Em dezembro de 2021, a FCC propôs o acesso a serviços móveis a bordo para todos os passageiros, mas a decisão de deixar os consumidores acederem aos seus dispositivos móveis enquanto estiverem no ar ficará ao critério exclusivo de cada companhia aérea.

Em junho, a FAA atualizou as suas orientações para dizer que as frotas “comerciais de linha principal” deverão ser equipadas com altímetros atualizados ou filtros 5G até julho de 2023, após o que se espera que as companhias sem fios continuem a implantar redes 5G perto da maioria dos aeroportos “com restrições mínimas”.

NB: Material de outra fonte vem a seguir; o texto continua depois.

PR #113, opened 2025-01-27
[SNOW-220] Revert ownership of tasks to sysadmin

philerooski:
Blocked by #112 

See [ticket](https://sagebionetworks.jira.com/browse/SNOW-220) for description.

I noticed that we have been granting privileges on non-existent objects in SYNAPSE_DATA_WAREHOUSE_DEV.SYNAPSE. I removed these from `grants.sql` and revoked future grants for these object types, as well.


jaymedina (approved):
I'm assuming leaving the `COPY CURRENT GRANTS` won't throw things off, right?

philerooski:
> I'm assuming leaving the COPY CURRENT GRANTS won't throw things off, right?

COPY CURRENT GRANTS is great because we can move the ownership around without affecting anyone else's privileges on these objects.

PR #116, opened 2025-01-29
[SNOW-221] Move ownership grants to versioned scripts

philerooski:
Transferring ownership, even to the role which already owns the task, will result in an auto-suspension of the task. My implementation here is to move the ownership grants to a versioned script, similar to what we recently did with future grants, so that they are only run once. Changes will be tracked along with other account-type changes in the `METADATA` database.


thomasyu888 (approved):
🔥 LGTM! Thanks for being on top of this.

admin/ownership_grants/V1.3.1__synapse_data_warehouse_prod.sql
```diff
@@ -0,0 +1,93 @@
...
+	COPY CURRENT GRANTS;
+GRANT OWNERSHIP
+	ON ALL STAGES
+	IN SCHEMA SYNAPSE_DATA_WAREHOUSE.SYNAPSE_RAW
+	TO DATABASE ROLE SYNAPSE_DATA_WAREHOUSE.SYNAPSE_RAW_ALL_ADMIN
+	COPY CURRENT GRANTS;
+GRANT OWNERSHIP
+	ON ALL STREAMS
+	IN SCHEMA SYNAPSE_DATA_WAREHOUSE.SYNAPSE_RAW
+	TO DATABASE ROLE SYNAPSE_DATA_WAREHOUSE.SYNAPSE_RAW_ALL_ADMIN
```
jaymedina, line 71: Would merging this be premature since we were discussing potentially granting ownership of everything to a separate database role?

philerooski: On streams, specifically? I don't think so. Streams are created on tables which exist in just one schema, so streams should be granted to the appropriate `*ALL_ADMIN` role.

The only objects which I foresee being affected by the multi-schema privilege work are the objects which we had to hand back to SYSADMIN recently (dynamic tables and tasks).

jaymedina: Got it! Thanks! Let me take another look through this then

jaymedina (approved):

PR #126, opened 2025-02-05
[SNOW-198] Update version of future grants script

philerooski:
From the discussion [here](https://sagebionetworks.jira.com/browse/SNOW-198?focusedCommentId=236657), the future grants were never applied as part of #104 since the version was not high enough.

I want to merge this directly into main to avoid the cherry-picking we had to do [last time](https://sagebionetworks.slack.com/archives/C02M7QR8D46/p1738684023276539). I will rebase dev on main after merge.


thomasyu888 (approved):
🔥 LGTM!

PR #131, opened 2025-02-06
[SNOW-218] Create proxy admin database role

philerooski:
### `synapse_data_warehouse/database_roles/V2.38.0__proxy_admin_role.sql` 
Create the proxy admin database role. Grant ownership and usage to the admin account role. (Will run in both dev and prod).

### `admin/ownership_grants/V1.6.0__proxy_admin_role_dev.sql` and `admin/ownership_grants/V1.6.1__proxy_admin_role_prod.sql`

Grant the proxy admin database role ownership and usage of `*ALL_ADMIN` database roles. Dev and prod, respectively.

### `admin/ownership_grants/V1.6.2__internamespace_object_ownership_dev.sql` and `admin/ownership_grants/V1.6.3__internamespace_object_ownership_prod.sql`

Transfer ownership of our internamespace objects from SYSADMIN to the proxy admin database role. Dev and prod, respectively.

### `admin/future_grants/V1.6.4__internamespace_object_ownership_dev.sql` and `admin/future_grants/V1.6.5__internamespace_object_ownership_prod.sql`

Grant ownership of future objects which potentially require internamespace privileges to the proxy admin database role. Dev and prod, respectively.

Depends on #133

PR #133, opened 2025-02-07
Remove/revoke erroneous grants

philerooski:
The changes here are primarily to address validation:

### `admin/grants.sql`
Remove some grants on object types which don't actually exist.

### `admin/future_grants/V1.6.0__remove_erroneous_grant.sql`
* Revoke future grants on tasks and dynamic tables. This is more of a stopgap until #131 is merged, at which point these object types will be owned by the proxy admin role. If any tasks or dynamic tables are deployed in the meanwhile, they will be owned by SYSADMIN, which is what we want (pending #131).
* Some future grants were made on object types which don't yet exist. We shouldn't yet be making these future grants. Some roles will be removed in #134. For example, we have a database role `SYNAPSE_DATA_WAREHOUSE_DEV.SYNAPSE_STAGE_READ` despite not having any stages in `SYNAPSE_DATA_WAREHOUSE_DEV.SYNAPSE`.


thomasyu888 (approved):
🔥 LGTM. Will wait for jenny to review before I merge

jaymedina (approved):
LGTM!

A FCC, numa FAQ, observou: “Se adotadas, …novas regras poderiam dar às companhias aéreas a capacidade de instalar um Sistema de Acesso Aéreo que forneceria a ligação entre os dispositivos sem fios dos passageiros e as redes comerciais sem fios, tal como o serviço Wi-Fi é hoje fornecido a bordo das aeronaves para fornecer ligações à Internet e gerir as ligações em segurança”, disse a agência.